The move marks a shift for OVHcloud, Europe's largest cloud provider, ‌as governments and companies seek alternatives to U.S. and Chinese AI systems - a search made more ‌pressing by the recent abrupt switch-off of Anthropic's top-tier models. "It became quite clear to us that if we don't master this technology, we can't guarantee our future," OVHcloud CEO Octave Klaba told Reuters at the VivaTech conference.

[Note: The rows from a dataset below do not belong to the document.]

PR #1591, opened 2022-01-25
cleanup vcm sphinx docs

nbren12:
* resolve warnings/errors
* replace all incorrectg usage of automethod with autofunction
* add custom css to display one parameter per line
* remove redundant type information from some docstrings


spencerkclark (approved):
Looks good to me.  Thanks!

PR #1592, opened 2022-01-25
Limit prescribed extremes

brianhenn:

(Delete unused sections)
Added public API:

Refactored public API:

Significant internal changes:

Requirement changes:

- [ ] Tests added

### DIFF
--- a/external/vcm/vcm/limit.py
+++ b/external/vcm/vcm/limit.py
@@ -63,7 +63,7 @@ class LimitedDataset(xr.Dataset):
     def _fit_limits(self, ds: xr.Dataset):
         sample_ds = (
             ds.isel(**self._fit_indexers) if self._fit_indexers is not None else ds
-        )
+        ).load()
         sample_dims = (
             set(sample_ds.dims) - set(self._feature_dims)
             if self._feature_dims is not None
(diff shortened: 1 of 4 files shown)


external/vcm/vcm/limit.py
```diff
@@ -0,0 +1,90 @@
...
+            
+    Returns: a limited data array
+    
+    """
+    upper = limits.sel(bounds="upper")
+    lower = limits.sel(bounds="lower")
+    return data.where(data < upper, upper).where(data > lower, lower)
+
+
+class LimitedDataset(xr.Dataset):
```
nbren12, line 22: Suggest turning this into a function returning an xarray object. the inheritance allows you to lazily apply the limiting, but we can do that with dask.

In general it’s not easy to subclass data structure like an xarray dataset. This goes back to the datastructure vs object stuff in the clean code book. Testing that this class is a valid dataset is nigh impossible…note how xarray itself doesn’t even have subclasses of dataset. There are simply too many methods/attributes to keep track of.

I also suggest  isolating this logic to the prognostic run? Or are you considering using it in fv3fit too for training?

nbren12 (commented):
Just poking around😉

brianhenn:
Closed as this functionality was merged under #1618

Klaba said the economics of developing ⁠such cutting-edge models ​have shifted, citing advances ⁠in chips, training techniques and synthetic data. A project that might once have cost about 1 billion euros ($1.2 billion) could now ⁠be attempted for 150 million to 200 million euros, he said. He described the industry as entering a "second wave," with new ​entrants building on groundwork laid by firms such as OpenAI, Anthropic, and Mistral. He added OVHcloud ⁠would not use client data to train its models.

The company plans to launch a family of models rather than a single system. "We ⁠can ​clearly see that the major players release multiple models, because each model is built for something specific," Klaba said. "There's no one model that does all the magic alone." He pointed to DragonLLM, a recently acquired ⁠startup, adding that pre-training has been completed on a model using Jupiter, Europe's fastest supercomputer, but cautioned that ⁠OVHcloud was not yet ready ⁠to make detailed performance claims.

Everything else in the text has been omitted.